C3 and C5 are the most important inflammatory mediators. In addition to the activation pathways described above, C3 and C5 can also be activated by proteolytic enzymes present in inflammatory exudates, including plasmin and lysosomal enzymes. This forms an endless loop of neutrophil migration, where complement has a chemotactic effect on neutrophils, and the lysosomes released by neutrophils can activate complement.

Coagulation system

Factor activation can not only activate the kinin system, but also activate the blood coagulation and fibrinolysis systems at the same time. In the process of converting fibrinogen into fibrin, thrombin releases fibrin polypeptide, which can increase vascular permeability and is also a chemotactic factor for leukocytes.

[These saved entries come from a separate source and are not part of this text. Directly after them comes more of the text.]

Issue #36, opened 2019-03-01
Virtual pointer protocol


emersion:
We have a virtual keyboard protocol, but we're missing a virtual pointer one. Could be useful for remote control and remote desktop.

emersion:
Protocol draft by @atx: https://github.com/atx/wlr-protocols/blob/master/unstable/wlr-virtual-pointer-unstable-v1.xml

ddevault:
I'm not sure why virtual pointers would need anything beyond what, for example, the wayland backend provides.

ddevault:
Hm, I'm not fond of that idea. The Wayland protocol does not already encode libinput, we would be making it less portable.

swick:
It does not add a dependency on libinput but evdev (yes, the name is misleading in that way).

pq mentioned that this would not work for use cases where you want to move the pointer to a specific location since the events (probably) get modified in some form by the compositor. It seems like both solution have something that the other can't provide.

ddevault:
Right, it can't just be the inverse of wl_pointer. I think we should aim for the inverse of wl_pointer plus an absolute motion event modelled after the libinput API.

ddevault:
Perhaps plus a suggestion of which wl_output the pointer prefers to be on? This is something we can theoretically get out of udev for real input devices but I don't think we have the code.

emersion:
>Perhaps plus a suggestion of which wl_output the pointer prefers to be on?

Maybe. The output would be useful for absolute events only.

Note that pointers are generally not mapped to outputs. Touch devices and tablets are.

> This is something we can theoretically get out of udev for real input devices but I don't think we have the code.

No, there's no way to get this from udev. Other compositors resort to heuristics (e.g. trying to map a touch device to the first integrated display), but that doesn't work in all cases.

ddevault:
>Note that pointers are generally not mapped to outputs. Touch devices and tablets are.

The fibrinolytic system can induce inflammatory vascular changes through the kinin system. Plasminogen activator factor produced by endothelial cells, leukocytes and other tissues can convert plasminogen into plasmin, which affects the course of inflammation through the following three reactions: ① By activating the first? ① The factor initiates the production process of bradykinin; ② cleaves C3 to produce C3 fragments; ③ degrades fibrin to produce its cleavage products, thereby increasing vascular permeability.